Input material:
PR #420, opened 2026-02-10
create unique id for genes

meganrm:
Problem
=======
a number of genes have the same gene symbol but are visualizing different structures 

Solution
========
I made a unique identifier. I tried other methods of automatically creating a unique ID, but struggled to figure out a good solution that worked for all of them. Since this is probably not going to be an ongoing problem I think it's an ok solution. If we were planning on making a lot of new cell lines, I would want to create checks to make sure the id is actually unique. 

## Type of change

Steps to Verify:
----------------
- [ ] add link to preview here 
- [ ] add link to admin preview here (and verify it loads)


rugeli (approved):
Built locally and played around with the preview site, gene related display and search&filter work well!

Task description: Some lines above contain the word "here". Copy each of them.

Solution for this task:
- [ ] add link to preview here 
- [ ] add link to admin preview here (and verify it loads)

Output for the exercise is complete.